Other Computer Science 22 JAN, 2012

The decomposition of the regular asynchronous systems as parallel connection of regular asynchronous systems

The decomposition of the regular asynchronous systems as parallel connection of regular asynchronous systems

The asynchronous systems are the non-deterministic models of the asynchronous circuits from the digital electrical engineering, where non-determinism is a consequence of the fact that modelling is made in the presence of unknown and variable parameters. Such a system is a multi-valued function f that assigns to an (admissible) input u:R{\to}{0,1}^{m} a set f(u) of (possible) states x:R{\to}{0,1}^{n}. When this assignment is defined by making use of a so-called generator function {\Phi}:{0,1}^{n}{\times}{0,1}^{m}{\to}{0,1}^{n}, then the asynchronous system f is called regular. The generator function {\Phi} acts in this asynchronous framework similarly with the next state function from a synchronous framework. The parallel connection of the asynchronous systems f’ and f" is the asynchronous system (f’||f")(u)=f’(u){\times}f"(u). The purpose of the paper is to give the circumstances under which a regular asynchronous system f may be written as a parallel connection of regular asynchronous systems.

💡 Research Summary

The paper investigates the mathematical foundations of regular asynchronous systems—non‑deterministic models that capture the behavior of asynchronous digital circuits under unknown or variable physical parameters. An asynchronous system is formalized as a multi‑valued mapping f that assigns to each admissible input signal u (a function u:ℝ→{0,1}ᵐ) a set of possible state trajectories x (a function x:ℝ→{0,1}ⁿ). When the assignment is generated by a deterministic “generator” function Φ:{0,1}ⁿ×{0,1}ᵐ→{0,1}ⁿ, the system is called regular. The generator function plays the same role as the next‑state function in synchronous design, but because transitions occur asynchronously, the exact timing of state updates is not fixed, leading to a set of admissible trajectories rather than a single trajectory.

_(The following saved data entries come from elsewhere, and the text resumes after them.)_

PR #11801, opened 2026-08-31
Make upgradeContainers agree with registerBlockPosition

genericJE:
# Checklist

AI (Claude) was used for all of this change: finding the inconsistency, writing the patch to `BuildingWareHouse.upgradeContainers`, and drafting this description.

I have left the second box unticked deliberately. The change was verified against a JUnit test that is not included here, because the test source set is not enabled in this repository and turning it on would mean editing `gradle.properties`. `./gradlew build` passes. It has not been tested in a running game, so I cannot honestly claim the second box yet.

# Related issues
No existing issue. I looked and did not find one covering this.

- `BuildingWareHouse.upgradeContainers` now catches each rack up to the warehouse storage upgrade level, using the same loop that `registerBlockPosition` already uses, instead of stepping each rack once.
- The storage upgrade counter is incremented before the loop, so it is the level racks are brought up to.

The two methods enforce the same invariant, that every rack sits at the current storage upgrade level, but they did not agree. `registerBlockPosition` loops until a rack reaches the level. `upgradeContainers` stepped each rack once and advanced the counter regardless of whether a given rack was reached, so if `world.getBlockEntity(pos)` did not resolve to a rack for one position, that rack was left short of slots with nothing to correct it later.

Review please

### DIFF
--- a/src/main/java/com/minecolonies/core/colony/buildings/workerbuildings/BuildingWareHouse.java
+++ b/src/main/java/com/minecolonies/core/colony/buildings/workerbuildings/BuildingWareHouse.java
@@ -164,17 +164,23 @@ public class BuildingWareHouse extends AbstractBuilding implements IWareHouse
     @Override
     public void upgradeContainers(final Level world)
     {
-        if (getFirstModuleOccurance(WarehouseModule.class).getStorageUpgrade() < MAX_STORAGE_UPGRADE)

The central question addressed is under what circumstances a regular system f can be expressed as the parallel connection of two (or more) regular subsystems f′ and f″. The parallel connection is defined pointwise by (f′‖f″)(u)=f′(u)×f″(u), where “×” denotes the Cartesian product of the state sets; both subsystems receive the same input u but evolve independently. The authors show that the necessary and sufficient condition for such a decomposition is a structural property of the generator function Φ: it must be block‑diagonal with respect to a partition of the state and input variables.

Formally, let the state index set N={1,…,n} be split into two disjoint subsets N′ and N″, and the input index set M={1,…,m} be split into M′ and M″. Write a state vector μ∈{0,1}ⁿ as μ=(μ′,μ″) and an input vector λ∈{0,1}ᵐ as λ=(λ′,λ″). The decomposition condition requires that for every (μ,λ),

 Φ(μ,λ) = (Φ′(μ′,λ′), Φ″(μ″,λ″)),

where Φ′:{0,1}^{|N′|}×{0,1}^{|M′|}→{0,1}^{|N′|} and Φ″:{0,1}^{|N″|}×{0,1}^{|M″|}→{0,1}^{|N″|} depend only on their respective subsets. In other words, the next‑state of the variables in N′ is completely independent of the variables in N″ and of the inputs in M″, and vice‑versa. The paper proves that this block‑diagonal form is both necessary (if a decomposition exists, the generator must separate the variables) and sufficient (if the generator separates the variables, one can define regular subsystems f′ and f″ with generators Φ′ and Φ″, and their parallel connection reproduces f exactly).

Beyond the structural condition, the authors examine the preservation of non‑determinism. Because each subsystem may have its own asynchronous timing uncertainties, the overall system’s set of admissible trajectories is the Cartesian product of the subsystems’ trajectory sets. Consequently, the decomposition does not collapse the inherent nondeterminism; it merely distributes it across independent modules.

The paper discusses several implications for asynchronous circuit design. First, modular decomposition simplifies verification: each module can be analyzed in isolation, reducing the state‑space explosion typical of global analysis. Second, hardware implementation can benefit from independent optimization of power, area, and delay for each module, since the lack of cross‑dependence eliminates timing constraints between them. Third, the result provides a theoretical justification for hierarchical design methodologies that are common in synchronous design but have been less formalized for asynchronous systems.

Finally, the authors outline future research directions, including extensions to more than two modules, handling of dynamic reconfiguration where the partition of variables may change over time, and incorporation of probabilistic models of delay to capture stochastic aspects of asynchronous behavior. The work thus bridges a gap between abstract algebraic models of asynchronous computation and practical engineering concerns, offering a clear criterion—block‑diagonal generator functions—for when a complex regular asynchronous system can be cleanly split into parallel, regular components.